• Activity: Beginning with the first line of the data below, set down each line exactly through the line that contains "- fix tests".

■ ■ ■

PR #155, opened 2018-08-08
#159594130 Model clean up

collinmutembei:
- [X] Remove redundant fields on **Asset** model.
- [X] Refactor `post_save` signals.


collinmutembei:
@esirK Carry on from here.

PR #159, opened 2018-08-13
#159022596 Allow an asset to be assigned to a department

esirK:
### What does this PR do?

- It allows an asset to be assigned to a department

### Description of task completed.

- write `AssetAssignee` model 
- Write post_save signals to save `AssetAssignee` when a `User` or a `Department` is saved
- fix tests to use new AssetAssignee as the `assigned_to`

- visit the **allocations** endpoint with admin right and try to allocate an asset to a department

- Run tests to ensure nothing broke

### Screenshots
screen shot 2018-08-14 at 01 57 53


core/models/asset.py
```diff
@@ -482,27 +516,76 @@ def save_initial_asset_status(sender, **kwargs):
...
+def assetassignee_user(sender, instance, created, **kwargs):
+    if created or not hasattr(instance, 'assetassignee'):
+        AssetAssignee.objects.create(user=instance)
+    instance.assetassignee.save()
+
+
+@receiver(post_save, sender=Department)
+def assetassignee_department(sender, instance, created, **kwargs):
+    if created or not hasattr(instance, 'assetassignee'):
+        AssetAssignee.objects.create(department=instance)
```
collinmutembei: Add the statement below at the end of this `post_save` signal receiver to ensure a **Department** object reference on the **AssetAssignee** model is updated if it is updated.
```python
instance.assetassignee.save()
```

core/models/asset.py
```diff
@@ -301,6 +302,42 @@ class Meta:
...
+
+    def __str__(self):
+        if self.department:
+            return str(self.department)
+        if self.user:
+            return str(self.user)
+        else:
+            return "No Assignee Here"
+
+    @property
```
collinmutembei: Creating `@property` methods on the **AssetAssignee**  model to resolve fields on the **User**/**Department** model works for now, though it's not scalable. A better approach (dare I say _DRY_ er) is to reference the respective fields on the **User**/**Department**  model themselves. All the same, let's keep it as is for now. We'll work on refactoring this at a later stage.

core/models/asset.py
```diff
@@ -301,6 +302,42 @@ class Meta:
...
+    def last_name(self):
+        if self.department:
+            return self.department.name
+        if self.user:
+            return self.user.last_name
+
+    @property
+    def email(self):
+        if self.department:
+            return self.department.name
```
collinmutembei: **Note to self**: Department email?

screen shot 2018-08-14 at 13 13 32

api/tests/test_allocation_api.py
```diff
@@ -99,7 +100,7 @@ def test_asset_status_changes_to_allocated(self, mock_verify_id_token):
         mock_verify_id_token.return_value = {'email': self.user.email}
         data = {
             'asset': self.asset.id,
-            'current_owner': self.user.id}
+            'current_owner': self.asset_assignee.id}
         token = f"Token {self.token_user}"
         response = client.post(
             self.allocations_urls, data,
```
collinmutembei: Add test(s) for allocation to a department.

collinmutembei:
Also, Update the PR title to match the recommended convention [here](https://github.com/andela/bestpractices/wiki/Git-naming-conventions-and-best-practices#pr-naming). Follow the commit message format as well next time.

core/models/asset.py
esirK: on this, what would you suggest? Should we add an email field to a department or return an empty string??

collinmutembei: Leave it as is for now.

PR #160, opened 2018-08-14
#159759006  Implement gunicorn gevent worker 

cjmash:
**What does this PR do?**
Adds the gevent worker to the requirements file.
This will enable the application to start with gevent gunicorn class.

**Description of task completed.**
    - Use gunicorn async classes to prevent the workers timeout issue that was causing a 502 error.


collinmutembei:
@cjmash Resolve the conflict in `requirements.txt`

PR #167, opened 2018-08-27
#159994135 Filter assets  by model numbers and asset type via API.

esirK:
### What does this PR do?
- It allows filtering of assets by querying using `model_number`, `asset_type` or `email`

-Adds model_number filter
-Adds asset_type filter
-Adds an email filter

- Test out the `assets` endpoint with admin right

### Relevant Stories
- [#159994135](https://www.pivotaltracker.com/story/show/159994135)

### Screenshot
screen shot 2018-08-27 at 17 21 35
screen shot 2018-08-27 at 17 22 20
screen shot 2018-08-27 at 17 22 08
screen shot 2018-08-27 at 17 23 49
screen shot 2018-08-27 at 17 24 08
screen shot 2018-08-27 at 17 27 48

■ ■ ■

• Response area:
PR #155, opened 2018-08-08
#159594130 Model clean up

collinmutembei:
- [X] Remove redundant fields on **Asset** model.
- [X] Refactor `post_save` signals.


collinmutembei:
@esirK Carry on from here.

PR #159, opened 2018-08-13
#159022596 Allow an asset to be assigned to a department

esirK:
### What does this PR do?

- It allows an asset to be assigned to a department

### Description of task completed.

- write `AssetAssignee` model 
- Write post_save signals to save `AssetAssignee` when a `User` or a `Department` is saved
- fix tests to use new AssetAssignee as the `assigned_to`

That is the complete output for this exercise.